Hepatitis B virus (HBV) is the pathogen that causes hepatitis B (abbreviated as HBV) and belongs to the Hepadnaviridae family. The virus in this family includes two genera, Orthohepadnavirus and Avian Hepadnavirus. The Orthohepadnavirus is the one that causes human infection. The degree of liver cell damage is related to the strength of the body's immune response. The mechanisms of HBV-induced immunopathological damage include: low immune response caused by the virus, drug resistance caused by viral mutation, antibody-mediated immunopathological damage, and cell-mediated immunopathological damage. Commonly used drugs include interferon, lamivudine, adefovir dipivoxil, telbivudine, entecavir, tenofovir disoproxil, etc. Since the current first-line antiviral drugs cannot meet the clinical cure needs of most patients, it is urgent to continue to develop new antiviral drugs and study new treatment options to improve the clinical cure of HB within a limited course of treatment. The new antiviral drugs currently under development are mainly divided into direct antiviral drugs (DAAs) targeting the virus life cycle and indirect antiviral drugs involved in immune regulation. DAAs mainly include small interfering RNA, antisense oligonucleotides, gene editing silencing, capsid assembly regulators, cell entry inhibitors, and HBsAg release inhibitors; indirect antiviral drugs involved in immune regulation mainly include TLR7/8 innate immune regulators, therapeutic vaccines, monoclonal antibodies, immune checkpoint inhibitors, etc.

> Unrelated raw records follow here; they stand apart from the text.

PR #1812, opened 2025-01-30
Remove JSON Dependency

barronalex:
A basic JSON parser that allows us to remove the [nlohmann/json](https://github.com/nlohmann/json) dependency.

Should be pretty much complete with the exception of unicode support.

### DIFF
--- a/mlx/io/load.h
+++ b/mlx/io/load.h
@@ -274,7 +274,6 @@ struct json {
   }
 
   json& operator[](const char* key) {
-    std::cout << "KEY " << key << std::endl;
     auto& m = std::get<json_object>(this->data);
     if (m.find(key) == m.end()) {
       m.insert({key, nullptr});
@@ -343,9 +342,9 @@ struct json {
       data;
 };
 
-json parse_json(std::istream& s, bool allow_extra = false);
+json parse_json(std::istream& s);
 
-json parse_json(const std::string& s, bool allow_extra = false);
+json parse_json(const std::string& s);
 
 } // namespace io
 } // namespace mlx::core
--- a/mlx/io/load.h
+++ b/mlx/io/load.h
@@ -4,6 +4,7 @@
 
 #include <memory>
 #include <sstream>
+#include <variant>
 
 #include <fcntl.h>
 #ifdef _MSC_VER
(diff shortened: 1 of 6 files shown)


mlx/io/load.h
```diff
@@ -170,5 +171,180 @@ class FileWriter : public Writer {
...
+using json_object = std::unordered_map<std::string, json>;
+
+struct json {
+  json() : data(json_object()) {}
+
+  template <typename T>
+  json(T x) : data(x) {}
+
+  // TODO: templatize this
+  json(std::vector<size_t> x) {
```
awni, line 186: Why not templatize these vector functions? Should be fairly straight-forward to remove the duplicates below?

```
template <typename T>
json(std::vector<T> x) {
...
```

awni: Oh I see, you have `long` for both `int` and `long` and `double` for bout `double` and `float` 🤔

mlx/io/load.h
```diff
@@ -4,6 +4,7 @@
 
 #include <memory>
 #include <sstream>
+#include <variant>
```
awni, line 7: Not critical (maybe overkill).. but I think it would make sense to reorganize:
- move the json declarations into mlx/io/json.h (and include this for json only)
- move the json definitions into mlx/io/json.cpp

mlx/io/safetensors.cpp
```diff
@@ -120,34 +117,37 @@ SafetensorsLoad load_safetensors(
...
+        metadata_map.insert({meta_key, meta_value});
       }
       continue;
     }
-    const std::string& dtype = item.value().at("dtype");
-    const Shape& shape = item.value().at("shape");
-    const std::vector<size_t>& data_offsets = item.value().at("data_offsets");
+    const std::string& dtype = item_value["dtype"];
+    // TODO: revert this to Shape
+    const std::vector<int>& shape = item_value["shape"];
```
awni, line 141: That's interesting, `Shape` is just an alias for `vector<int>`. It doesn't compile if you use it there?

awni (approved):
Looks great, thanks for the update! Left a couple minor comments.. but otherwise g2g!

mlx/io/load.h
barronalex: Sounds great!

mlx/io/load.h
barronalex: Totally agree -- for reasons I don't understand the compiler does not like it when I templatize here. I'll play around with it a little.

mlx/io/safetensors.cpp
barronalex: This was a red herring in the end. Shape works fine.

mlx/io/json.cpp
```diff
@@ -0,0 +1,281 @@
...
+  return num;
+}
+
+json parse_json_number(std::istream& s) {
+  auto num = read_digits(s);
+  if (num.find_first_of(".eE") != std::string::npos) {
+    return json(std::stod(num));
+  } else {
+    return json(std::stol(num));
+  }
```
angeloskath, line 28:
```suggestion
  size_t pos;
  json ret;
  if (num.find_first_of(".eE") != std::string::npos) {
    ret = json(std::stod(num, &pos));
  } else {
    ret = json(std::stol(num, &pos));
  }
  if (pos != num.size()) {
    throw std::invalid_argument(...);
  }
  return std::move(ret);
```

The above is a bit of a problem because `read_digits` reads any character in `[0-9-eE.]` which means it could be not a number eg `1.2.3.4` and in this case we should fail. `std::stod` and friends return the number of characters processed so it is a fairly easy change to check for correctness.

angeloskath (commented):
This is a very nice addition. Very well done.

I left a few comments on things I missed the first time around. They mostly have to do with edge case error checking for invalid JSON so not absolutely critical but it 'd be nice to fix before merging.

awni:
```
cmake .. -DMLX_BUILD_CPU=ON -DMLX_BUILD_SAFETENSORS=OFF
```

is currently broken... but rather than fix it, I think we can just land this.

awni:
@barronalex we can close this right?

In chronic HBV infection, the body's innate and acquired immune responses are seriously impaired. HBV replication in hepatocytes is not detected by the innate immune system in the cells, resulting in impaired antigen presentation function of DCs [11]. In addition, NK cells and HBV-specific CD4+ and CD8+ T cells also suffer from severe dysfunction and exhaustion. HBV can produce and secrete a large amount of viral antigens, gradually changing and exhausting the function of HBV-specific T cells, resulting in reduced production of antiviral cytokines such as IFN-γ and TNF-α, and ultimately causing HBV to persist in the body for a long time and be difficult to eliminate [12,13]. The current research consensus is that the immune response mediated by CD4+ and CD8+ T cells determines the outcome of HBV treatment. However, even with the current standard of care, defects in the immune response make it difficult for patients to restore the function of HBV-specific immune cells to normal levels, and thus the infection cannot be effectively controlled.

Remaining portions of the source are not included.